┌─ Dataset

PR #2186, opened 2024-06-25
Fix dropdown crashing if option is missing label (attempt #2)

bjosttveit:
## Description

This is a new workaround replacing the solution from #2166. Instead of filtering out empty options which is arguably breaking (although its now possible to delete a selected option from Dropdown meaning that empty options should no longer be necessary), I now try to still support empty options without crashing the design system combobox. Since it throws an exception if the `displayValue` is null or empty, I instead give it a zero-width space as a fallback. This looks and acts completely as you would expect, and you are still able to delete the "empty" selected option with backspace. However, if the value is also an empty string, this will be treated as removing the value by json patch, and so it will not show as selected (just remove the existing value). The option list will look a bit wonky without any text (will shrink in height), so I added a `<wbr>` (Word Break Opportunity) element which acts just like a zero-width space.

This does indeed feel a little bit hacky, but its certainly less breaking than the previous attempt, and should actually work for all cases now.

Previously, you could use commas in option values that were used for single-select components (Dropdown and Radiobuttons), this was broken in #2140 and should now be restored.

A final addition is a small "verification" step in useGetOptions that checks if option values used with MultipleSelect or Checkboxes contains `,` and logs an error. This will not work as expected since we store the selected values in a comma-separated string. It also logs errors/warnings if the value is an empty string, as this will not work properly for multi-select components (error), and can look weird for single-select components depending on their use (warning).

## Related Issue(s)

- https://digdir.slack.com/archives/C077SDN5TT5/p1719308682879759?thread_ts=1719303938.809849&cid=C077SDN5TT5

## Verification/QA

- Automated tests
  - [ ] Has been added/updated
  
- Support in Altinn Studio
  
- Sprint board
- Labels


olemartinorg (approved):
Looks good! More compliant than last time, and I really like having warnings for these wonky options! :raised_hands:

└─

Assignment
Look through the listing above and copy each line with the word "than" in it.

Solution
This does indeed feel a little bit hacky, but its certainly less breaking than the previous attempt, and should actually work for all cases now.
Looks good! More compliant than last time, and I really like having warnings for these wonky options! :raised_hands:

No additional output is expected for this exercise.